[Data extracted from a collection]
═══

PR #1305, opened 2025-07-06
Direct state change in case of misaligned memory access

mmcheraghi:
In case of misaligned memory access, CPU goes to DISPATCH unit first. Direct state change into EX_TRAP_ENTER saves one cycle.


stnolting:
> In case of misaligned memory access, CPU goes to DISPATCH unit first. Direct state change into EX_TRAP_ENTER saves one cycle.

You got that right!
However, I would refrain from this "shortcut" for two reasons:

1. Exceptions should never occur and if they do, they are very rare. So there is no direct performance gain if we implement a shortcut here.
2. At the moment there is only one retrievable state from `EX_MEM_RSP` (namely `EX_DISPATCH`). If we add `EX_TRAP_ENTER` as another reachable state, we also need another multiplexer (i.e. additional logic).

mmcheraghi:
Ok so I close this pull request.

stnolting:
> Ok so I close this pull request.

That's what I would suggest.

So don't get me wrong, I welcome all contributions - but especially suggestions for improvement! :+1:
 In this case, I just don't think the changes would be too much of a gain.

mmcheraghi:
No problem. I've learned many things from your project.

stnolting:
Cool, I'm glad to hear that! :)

═══

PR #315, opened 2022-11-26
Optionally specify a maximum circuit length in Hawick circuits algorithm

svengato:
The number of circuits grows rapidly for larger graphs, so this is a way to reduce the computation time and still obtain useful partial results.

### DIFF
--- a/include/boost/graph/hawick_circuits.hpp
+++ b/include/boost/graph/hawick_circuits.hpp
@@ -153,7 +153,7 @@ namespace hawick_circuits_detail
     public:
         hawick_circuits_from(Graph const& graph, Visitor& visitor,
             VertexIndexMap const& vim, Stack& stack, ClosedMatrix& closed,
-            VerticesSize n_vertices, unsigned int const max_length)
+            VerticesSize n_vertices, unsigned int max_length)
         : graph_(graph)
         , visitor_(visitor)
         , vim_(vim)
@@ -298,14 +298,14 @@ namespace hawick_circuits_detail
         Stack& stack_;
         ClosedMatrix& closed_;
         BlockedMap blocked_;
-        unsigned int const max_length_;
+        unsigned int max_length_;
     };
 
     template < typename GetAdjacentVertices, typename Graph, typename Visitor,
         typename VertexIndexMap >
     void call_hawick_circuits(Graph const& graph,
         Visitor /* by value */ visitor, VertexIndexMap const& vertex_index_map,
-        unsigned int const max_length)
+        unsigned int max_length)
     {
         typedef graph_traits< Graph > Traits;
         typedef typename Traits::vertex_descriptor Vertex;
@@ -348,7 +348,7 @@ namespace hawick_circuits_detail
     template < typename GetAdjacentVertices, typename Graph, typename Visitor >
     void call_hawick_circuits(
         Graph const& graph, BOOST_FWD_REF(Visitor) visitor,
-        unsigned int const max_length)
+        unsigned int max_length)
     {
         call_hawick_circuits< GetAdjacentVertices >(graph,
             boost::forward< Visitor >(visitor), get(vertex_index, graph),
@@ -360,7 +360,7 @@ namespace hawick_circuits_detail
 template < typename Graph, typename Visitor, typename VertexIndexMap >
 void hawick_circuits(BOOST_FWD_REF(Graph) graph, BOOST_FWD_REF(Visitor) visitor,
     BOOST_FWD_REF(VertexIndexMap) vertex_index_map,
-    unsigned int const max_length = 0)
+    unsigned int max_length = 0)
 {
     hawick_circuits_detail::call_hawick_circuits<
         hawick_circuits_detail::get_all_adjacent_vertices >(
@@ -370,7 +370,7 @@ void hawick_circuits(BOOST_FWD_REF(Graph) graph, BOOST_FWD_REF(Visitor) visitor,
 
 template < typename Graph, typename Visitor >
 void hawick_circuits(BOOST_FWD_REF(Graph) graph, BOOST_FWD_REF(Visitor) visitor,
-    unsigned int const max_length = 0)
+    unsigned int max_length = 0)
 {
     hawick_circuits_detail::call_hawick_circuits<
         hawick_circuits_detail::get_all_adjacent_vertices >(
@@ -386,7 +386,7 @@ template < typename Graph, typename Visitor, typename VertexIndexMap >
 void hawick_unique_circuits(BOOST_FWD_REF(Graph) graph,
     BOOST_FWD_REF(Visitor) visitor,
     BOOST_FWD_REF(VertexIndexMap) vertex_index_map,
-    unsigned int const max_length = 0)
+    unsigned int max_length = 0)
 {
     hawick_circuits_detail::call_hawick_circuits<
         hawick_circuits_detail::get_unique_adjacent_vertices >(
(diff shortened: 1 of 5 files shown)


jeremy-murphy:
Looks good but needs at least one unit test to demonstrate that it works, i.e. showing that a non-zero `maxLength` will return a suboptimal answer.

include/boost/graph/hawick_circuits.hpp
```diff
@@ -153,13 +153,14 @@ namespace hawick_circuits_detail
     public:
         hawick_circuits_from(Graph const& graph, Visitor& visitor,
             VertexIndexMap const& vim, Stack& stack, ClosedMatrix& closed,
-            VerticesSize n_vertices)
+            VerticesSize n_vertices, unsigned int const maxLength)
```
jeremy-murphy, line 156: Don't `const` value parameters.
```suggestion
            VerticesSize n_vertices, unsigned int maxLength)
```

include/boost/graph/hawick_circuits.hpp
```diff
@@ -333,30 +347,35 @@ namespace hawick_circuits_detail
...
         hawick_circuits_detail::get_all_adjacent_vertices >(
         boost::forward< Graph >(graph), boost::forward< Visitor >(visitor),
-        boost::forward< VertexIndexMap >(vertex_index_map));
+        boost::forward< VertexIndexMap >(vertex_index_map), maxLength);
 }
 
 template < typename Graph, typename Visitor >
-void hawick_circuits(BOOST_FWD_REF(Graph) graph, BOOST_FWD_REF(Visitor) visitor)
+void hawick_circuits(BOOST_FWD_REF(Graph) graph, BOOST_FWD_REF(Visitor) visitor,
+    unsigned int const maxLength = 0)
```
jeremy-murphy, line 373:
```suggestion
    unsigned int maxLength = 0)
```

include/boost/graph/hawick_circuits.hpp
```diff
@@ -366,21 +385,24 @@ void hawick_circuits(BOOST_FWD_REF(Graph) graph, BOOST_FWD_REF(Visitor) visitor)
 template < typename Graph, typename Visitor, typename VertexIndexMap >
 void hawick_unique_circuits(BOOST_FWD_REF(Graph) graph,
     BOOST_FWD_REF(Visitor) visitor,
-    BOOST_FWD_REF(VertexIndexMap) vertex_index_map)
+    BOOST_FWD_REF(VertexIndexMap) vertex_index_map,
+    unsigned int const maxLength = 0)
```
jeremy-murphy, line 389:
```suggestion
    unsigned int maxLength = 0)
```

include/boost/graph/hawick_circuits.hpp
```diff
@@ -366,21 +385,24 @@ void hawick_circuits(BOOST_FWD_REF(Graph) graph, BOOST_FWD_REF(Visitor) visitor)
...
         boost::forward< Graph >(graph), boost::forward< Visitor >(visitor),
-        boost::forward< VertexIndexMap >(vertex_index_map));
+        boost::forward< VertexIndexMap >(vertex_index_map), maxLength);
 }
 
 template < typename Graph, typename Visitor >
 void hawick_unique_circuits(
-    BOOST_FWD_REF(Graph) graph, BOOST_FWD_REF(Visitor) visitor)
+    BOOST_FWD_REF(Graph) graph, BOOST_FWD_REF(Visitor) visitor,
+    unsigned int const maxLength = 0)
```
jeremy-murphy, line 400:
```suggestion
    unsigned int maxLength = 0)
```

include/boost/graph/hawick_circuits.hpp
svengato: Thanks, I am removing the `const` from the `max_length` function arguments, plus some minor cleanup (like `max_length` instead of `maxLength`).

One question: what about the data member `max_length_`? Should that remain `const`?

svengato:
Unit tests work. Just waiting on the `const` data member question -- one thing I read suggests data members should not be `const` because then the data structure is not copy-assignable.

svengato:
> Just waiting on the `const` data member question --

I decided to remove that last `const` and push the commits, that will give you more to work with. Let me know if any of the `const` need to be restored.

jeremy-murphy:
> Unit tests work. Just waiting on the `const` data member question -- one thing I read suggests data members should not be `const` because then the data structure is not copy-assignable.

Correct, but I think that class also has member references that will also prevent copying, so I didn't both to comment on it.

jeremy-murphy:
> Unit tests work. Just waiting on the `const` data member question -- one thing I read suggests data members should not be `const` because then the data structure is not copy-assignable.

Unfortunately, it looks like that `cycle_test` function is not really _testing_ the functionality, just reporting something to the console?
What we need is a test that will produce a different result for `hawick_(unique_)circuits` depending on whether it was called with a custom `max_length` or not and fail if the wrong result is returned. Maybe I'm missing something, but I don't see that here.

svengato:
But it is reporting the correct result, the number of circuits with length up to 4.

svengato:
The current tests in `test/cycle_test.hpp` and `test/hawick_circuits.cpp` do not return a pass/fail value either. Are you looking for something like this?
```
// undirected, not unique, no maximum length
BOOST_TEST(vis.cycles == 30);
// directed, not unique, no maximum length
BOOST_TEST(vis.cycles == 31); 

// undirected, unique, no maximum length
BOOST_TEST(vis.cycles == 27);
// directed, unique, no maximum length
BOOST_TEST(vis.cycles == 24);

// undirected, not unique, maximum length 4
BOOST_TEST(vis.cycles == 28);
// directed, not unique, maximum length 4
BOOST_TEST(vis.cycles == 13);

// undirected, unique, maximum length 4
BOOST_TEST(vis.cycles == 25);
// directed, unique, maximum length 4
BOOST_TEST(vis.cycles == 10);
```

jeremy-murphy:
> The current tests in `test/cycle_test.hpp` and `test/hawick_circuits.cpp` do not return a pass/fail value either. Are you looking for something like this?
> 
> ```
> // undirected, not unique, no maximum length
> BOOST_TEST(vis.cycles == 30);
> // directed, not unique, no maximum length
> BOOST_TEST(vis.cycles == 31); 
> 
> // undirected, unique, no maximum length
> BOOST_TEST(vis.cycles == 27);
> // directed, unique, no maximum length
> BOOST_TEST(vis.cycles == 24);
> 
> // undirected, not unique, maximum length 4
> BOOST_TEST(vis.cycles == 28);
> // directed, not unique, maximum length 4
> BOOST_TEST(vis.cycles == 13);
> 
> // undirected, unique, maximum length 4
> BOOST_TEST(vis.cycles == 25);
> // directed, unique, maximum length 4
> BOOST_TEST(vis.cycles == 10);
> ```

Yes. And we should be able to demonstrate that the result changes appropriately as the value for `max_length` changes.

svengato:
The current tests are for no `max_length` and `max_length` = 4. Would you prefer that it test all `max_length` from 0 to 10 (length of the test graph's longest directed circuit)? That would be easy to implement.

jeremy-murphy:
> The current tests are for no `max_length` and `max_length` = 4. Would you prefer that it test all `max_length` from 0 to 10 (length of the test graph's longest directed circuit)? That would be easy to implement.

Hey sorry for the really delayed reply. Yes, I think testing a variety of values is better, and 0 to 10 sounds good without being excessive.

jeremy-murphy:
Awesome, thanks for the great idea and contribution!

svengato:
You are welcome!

═══

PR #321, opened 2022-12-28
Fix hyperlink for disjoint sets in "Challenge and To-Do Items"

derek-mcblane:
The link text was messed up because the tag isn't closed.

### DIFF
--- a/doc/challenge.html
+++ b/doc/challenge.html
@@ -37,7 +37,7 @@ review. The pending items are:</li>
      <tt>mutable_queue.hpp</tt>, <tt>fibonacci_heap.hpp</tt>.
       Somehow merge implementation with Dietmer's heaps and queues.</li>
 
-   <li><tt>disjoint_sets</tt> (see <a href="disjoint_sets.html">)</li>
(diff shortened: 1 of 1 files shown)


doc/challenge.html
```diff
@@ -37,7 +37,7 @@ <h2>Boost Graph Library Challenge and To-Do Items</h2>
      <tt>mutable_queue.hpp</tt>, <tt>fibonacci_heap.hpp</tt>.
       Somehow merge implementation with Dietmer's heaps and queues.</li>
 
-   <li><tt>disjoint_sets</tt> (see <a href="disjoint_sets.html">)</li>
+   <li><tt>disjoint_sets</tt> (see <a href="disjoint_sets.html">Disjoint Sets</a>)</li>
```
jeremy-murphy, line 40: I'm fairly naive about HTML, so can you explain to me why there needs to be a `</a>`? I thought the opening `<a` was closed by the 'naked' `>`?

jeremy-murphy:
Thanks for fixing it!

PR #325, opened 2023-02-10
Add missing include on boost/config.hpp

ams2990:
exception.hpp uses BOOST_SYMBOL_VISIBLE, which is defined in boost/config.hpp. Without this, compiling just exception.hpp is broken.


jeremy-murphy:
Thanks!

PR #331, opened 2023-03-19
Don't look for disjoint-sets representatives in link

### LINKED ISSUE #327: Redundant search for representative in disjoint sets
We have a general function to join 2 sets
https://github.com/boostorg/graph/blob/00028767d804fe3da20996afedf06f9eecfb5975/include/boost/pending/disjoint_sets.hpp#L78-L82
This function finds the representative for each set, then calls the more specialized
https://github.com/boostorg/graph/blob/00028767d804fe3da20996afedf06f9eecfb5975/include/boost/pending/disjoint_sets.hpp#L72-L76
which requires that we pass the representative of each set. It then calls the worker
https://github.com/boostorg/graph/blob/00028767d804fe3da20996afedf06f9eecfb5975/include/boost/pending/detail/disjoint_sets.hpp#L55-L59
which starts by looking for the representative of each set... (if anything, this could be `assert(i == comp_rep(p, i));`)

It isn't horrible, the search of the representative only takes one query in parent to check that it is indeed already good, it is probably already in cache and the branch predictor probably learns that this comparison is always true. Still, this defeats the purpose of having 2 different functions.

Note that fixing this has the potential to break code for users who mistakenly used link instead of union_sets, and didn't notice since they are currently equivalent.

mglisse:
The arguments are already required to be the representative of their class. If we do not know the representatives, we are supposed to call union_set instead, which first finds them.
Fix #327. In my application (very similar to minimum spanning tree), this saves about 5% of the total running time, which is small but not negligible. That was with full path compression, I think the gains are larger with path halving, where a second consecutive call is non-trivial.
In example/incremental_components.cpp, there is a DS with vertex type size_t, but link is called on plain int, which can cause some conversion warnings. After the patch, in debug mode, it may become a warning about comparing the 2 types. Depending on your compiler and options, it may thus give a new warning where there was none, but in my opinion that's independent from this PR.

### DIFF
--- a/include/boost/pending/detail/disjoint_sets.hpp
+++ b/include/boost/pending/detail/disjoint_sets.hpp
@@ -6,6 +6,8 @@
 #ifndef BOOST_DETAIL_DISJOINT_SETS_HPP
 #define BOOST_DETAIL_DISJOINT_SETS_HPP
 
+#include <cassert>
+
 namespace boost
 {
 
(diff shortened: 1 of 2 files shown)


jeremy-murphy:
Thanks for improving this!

═══

▸ Work instruction
Could you find every line in the records above that contains the word "good" and copy it?

▸ Result of the task
Looks good but needs at least one unit test to demonstrate that it works, i.e. showing that a non-zero `maxLength` will return a suboptimal answer.
Hey sorry for the really delayed reply. Yes, I think testing a variety of values is better, and 0 to 10 sounds good without being excessive.
It isn't horrible, the search of the representative only takes one query in parent to check that it is indeed already good, it is probably already in cache and the branch predictor probably learns that this comparison is always true. Still, this defeats the purpose of having 2 different functions.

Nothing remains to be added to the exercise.